**DIRECTIONS:**
Give back exactly the lines of the data below, starting with the line that has "## Detection strategy (layered)" and going on through the line that has "is called (Options".
┄┄┄┄┄┄┄┄┄┄┄┄┄┄┄┄┄┄┄┄
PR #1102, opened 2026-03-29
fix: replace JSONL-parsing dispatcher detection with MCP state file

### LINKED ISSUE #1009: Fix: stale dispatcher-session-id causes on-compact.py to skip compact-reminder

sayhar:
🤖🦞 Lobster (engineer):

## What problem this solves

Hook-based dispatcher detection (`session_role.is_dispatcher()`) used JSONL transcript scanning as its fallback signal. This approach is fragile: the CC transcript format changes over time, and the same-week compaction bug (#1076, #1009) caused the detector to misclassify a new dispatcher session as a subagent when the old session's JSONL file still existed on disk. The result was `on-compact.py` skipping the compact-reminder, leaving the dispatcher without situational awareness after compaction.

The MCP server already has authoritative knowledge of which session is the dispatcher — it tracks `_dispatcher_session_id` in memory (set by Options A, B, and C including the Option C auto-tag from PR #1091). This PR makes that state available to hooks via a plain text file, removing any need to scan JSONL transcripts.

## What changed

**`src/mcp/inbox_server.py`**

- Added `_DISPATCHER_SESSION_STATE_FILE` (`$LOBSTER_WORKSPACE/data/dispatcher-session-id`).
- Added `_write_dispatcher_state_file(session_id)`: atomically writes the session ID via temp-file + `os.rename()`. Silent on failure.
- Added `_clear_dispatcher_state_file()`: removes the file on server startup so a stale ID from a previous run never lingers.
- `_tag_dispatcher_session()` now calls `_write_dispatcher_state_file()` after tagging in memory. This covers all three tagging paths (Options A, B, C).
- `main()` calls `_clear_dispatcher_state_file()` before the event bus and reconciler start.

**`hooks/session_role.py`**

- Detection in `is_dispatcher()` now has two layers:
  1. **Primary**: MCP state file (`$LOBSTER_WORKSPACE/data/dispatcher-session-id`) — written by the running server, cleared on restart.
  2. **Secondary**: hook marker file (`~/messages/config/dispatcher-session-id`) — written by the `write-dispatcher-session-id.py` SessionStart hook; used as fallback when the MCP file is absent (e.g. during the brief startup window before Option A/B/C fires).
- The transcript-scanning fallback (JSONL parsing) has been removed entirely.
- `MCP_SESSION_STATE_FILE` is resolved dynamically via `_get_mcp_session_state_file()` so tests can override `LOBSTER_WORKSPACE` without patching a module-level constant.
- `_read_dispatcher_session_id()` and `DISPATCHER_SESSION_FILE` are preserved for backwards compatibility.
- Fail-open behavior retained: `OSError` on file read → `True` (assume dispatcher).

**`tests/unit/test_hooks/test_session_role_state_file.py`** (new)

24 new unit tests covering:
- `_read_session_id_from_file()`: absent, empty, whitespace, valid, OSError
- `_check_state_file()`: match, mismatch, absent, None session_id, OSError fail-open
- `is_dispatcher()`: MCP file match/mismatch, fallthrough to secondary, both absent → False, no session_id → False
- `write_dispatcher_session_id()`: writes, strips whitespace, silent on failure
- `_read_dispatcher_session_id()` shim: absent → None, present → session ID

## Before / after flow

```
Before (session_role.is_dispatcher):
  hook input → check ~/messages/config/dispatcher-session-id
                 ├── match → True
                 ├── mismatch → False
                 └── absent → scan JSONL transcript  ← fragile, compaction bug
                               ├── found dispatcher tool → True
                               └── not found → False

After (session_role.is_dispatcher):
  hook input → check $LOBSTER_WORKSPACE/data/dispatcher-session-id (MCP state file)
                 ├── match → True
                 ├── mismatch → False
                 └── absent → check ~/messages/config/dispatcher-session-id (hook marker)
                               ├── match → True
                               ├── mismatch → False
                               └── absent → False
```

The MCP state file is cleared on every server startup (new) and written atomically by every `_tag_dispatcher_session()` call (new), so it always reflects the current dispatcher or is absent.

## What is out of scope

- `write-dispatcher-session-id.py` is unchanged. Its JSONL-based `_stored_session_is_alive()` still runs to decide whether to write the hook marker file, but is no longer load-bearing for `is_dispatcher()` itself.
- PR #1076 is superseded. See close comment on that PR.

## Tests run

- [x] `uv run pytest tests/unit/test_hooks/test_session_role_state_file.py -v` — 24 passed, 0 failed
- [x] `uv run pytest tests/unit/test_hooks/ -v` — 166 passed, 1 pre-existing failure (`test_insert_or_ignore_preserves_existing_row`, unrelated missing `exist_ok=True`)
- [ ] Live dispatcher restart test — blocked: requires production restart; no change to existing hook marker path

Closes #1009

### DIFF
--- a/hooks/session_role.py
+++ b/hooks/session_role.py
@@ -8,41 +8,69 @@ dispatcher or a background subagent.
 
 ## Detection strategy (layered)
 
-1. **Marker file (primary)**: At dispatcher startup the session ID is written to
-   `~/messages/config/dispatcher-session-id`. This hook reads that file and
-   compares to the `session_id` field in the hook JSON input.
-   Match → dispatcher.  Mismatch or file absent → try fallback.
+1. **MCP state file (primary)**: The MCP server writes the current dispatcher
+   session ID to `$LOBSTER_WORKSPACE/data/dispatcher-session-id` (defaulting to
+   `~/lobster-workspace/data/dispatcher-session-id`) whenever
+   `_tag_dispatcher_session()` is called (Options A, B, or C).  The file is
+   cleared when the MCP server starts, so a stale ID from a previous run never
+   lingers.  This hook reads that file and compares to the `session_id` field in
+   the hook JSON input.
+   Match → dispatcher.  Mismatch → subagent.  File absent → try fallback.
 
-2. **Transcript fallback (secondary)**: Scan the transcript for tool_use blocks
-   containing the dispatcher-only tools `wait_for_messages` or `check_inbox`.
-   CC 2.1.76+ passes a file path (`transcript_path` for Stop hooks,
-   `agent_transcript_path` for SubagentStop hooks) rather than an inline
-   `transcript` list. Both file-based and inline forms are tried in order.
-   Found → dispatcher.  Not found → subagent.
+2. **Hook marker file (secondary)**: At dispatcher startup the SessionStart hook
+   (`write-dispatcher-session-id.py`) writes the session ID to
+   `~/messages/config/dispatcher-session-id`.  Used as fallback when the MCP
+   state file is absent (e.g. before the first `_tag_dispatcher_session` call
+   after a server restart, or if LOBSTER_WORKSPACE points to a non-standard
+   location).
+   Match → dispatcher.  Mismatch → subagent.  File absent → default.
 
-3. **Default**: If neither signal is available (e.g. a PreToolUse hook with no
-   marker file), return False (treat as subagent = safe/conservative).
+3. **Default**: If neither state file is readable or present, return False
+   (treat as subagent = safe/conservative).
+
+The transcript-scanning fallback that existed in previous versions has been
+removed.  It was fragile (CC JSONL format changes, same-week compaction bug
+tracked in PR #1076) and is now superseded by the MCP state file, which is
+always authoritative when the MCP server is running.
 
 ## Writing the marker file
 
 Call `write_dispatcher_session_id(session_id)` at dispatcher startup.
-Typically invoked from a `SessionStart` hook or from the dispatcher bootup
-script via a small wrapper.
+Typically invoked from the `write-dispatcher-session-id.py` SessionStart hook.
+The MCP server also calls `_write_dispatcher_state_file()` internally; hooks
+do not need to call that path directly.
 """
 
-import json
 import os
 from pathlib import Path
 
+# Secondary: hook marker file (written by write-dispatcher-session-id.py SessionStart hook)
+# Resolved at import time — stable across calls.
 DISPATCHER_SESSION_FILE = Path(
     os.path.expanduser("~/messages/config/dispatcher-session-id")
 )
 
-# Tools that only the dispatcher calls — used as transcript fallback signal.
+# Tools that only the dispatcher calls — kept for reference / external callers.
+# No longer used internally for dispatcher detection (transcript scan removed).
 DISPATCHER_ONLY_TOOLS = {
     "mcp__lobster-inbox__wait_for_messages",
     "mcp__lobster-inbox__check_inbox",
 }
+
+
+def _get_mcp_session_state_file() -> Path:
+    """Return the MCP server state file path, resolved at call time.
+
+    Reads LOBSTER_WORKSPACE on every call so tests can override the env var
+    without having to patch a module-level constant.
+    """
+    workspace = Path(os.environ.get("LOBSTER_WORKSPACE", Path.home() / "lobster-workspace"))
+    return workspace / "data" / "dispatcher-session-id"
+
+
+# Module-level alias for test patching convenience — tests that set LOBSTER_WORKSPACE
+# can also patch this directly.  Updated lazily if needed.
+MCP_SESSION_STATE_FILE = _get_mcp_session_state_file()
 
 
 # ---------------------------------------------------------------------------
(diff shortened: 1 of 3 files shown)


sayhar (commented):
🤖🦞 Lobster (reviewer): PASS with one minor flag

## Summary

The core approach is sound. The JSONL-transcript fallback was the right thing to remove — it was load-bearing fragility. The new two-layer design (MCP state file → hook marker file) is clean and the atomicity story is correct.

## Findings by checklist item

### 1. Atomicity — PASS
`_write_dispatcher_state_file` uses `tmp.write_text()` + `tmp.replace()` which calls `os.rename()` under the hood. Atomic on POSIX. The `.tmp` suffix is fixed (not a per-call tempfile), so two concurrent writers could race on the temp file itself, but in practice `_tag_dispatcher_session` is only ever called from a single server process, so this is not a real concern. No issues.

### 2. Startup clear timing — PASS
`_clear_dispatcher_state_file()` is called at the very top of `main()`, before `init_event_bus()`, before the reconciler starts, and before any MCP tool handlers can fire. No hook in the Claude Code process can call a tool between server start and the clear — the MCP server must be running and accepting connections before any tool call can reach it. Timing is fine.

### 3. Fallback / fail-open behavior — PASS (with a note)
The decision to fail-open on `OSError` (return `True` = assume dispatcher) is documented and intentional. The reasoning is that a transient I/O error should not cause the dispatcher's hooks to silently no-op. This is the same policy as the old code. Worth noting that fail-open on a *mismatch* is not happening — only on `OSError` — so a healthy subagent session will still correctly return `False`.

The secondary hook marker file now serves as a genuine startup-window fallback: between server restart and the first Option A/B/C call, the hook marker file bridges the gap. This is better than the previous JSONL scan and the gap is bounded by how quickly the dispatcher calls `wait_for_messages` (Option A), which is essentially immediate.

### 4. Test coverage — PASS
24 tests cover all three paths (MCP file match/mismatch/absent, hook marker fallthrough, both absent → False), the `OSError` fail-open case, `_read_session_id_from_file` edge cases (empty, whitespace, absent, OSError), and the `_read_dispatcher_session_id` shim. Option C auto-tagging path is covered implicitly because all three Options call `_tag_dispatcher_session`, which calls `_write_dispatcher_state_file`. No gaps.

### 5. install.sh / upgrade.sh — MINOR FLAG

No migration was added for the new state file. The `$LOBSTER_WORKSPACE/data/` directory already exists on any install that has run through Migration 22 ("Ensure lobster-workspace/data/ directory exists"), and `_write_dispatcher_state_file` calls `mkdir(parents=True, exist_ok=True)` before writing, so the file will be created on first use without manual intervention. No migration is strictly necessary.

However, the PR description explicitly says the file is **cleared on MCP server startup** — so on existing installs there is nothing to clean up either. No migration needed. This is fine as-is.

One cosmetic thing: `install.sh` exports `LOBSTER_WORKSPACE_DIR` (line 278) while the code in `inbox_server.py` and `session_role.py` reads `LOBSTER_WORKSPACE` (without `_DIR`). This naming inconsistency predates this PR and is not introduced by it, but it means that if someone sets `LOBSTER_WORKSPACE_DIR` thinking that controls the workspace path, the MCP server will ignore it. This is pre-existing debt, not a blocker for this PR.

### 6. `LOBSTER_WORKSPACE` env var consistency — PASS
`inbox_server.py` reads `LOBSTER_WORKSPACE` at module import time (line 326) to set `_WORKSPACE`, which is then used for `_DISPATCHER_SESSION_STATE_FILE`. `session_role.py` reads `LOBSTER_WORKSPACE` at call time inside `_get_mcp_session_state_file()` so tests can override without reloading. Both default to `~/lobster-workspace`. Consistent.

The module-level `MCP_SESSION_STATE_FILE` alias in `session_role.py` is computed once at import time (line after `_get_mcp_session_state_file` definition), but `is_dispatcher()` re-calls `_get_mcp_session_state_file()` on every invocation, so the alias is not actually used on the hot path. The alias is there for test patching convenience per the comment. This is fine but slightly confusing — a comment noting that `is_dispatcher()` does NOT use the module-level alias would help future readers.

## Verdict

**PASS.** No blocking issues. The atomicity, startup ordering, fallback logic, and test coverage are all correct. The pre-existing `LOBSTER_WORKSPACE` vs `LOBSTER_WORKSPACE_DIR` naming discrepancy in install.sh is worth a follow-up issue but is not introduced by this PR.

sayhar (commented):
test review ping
┄┄┄┄┄┄┄┄┄┄┄┄┄┄┄┄┄┄┄┄
**SOLUTION FOR THIS PROBLEM:**
 ## Detection strategy (layered)
 
-1. **Marker file (primary)**: At dispatcher startup the session ID is written to
-   `~/messages/config/dispatcher-session-id`. This hook reads that file and
-   compares to the `session_id` field in the hook JSON input.
-   Match → dispatcher.  Mismatch or file absent → try fallback.
+1. **MCP state file (primary)**: The MCP server writes the current dispatcher
+   session ID to `$LOBSTER_WORKSPACE/data/dispatcher-session-id` (defaulting to
+   `~/lobster-workspace/data/dispatcher-session-id`) whenever
+   `_tag_dispatcher_session()` is called (Options A, B, or C).  The file is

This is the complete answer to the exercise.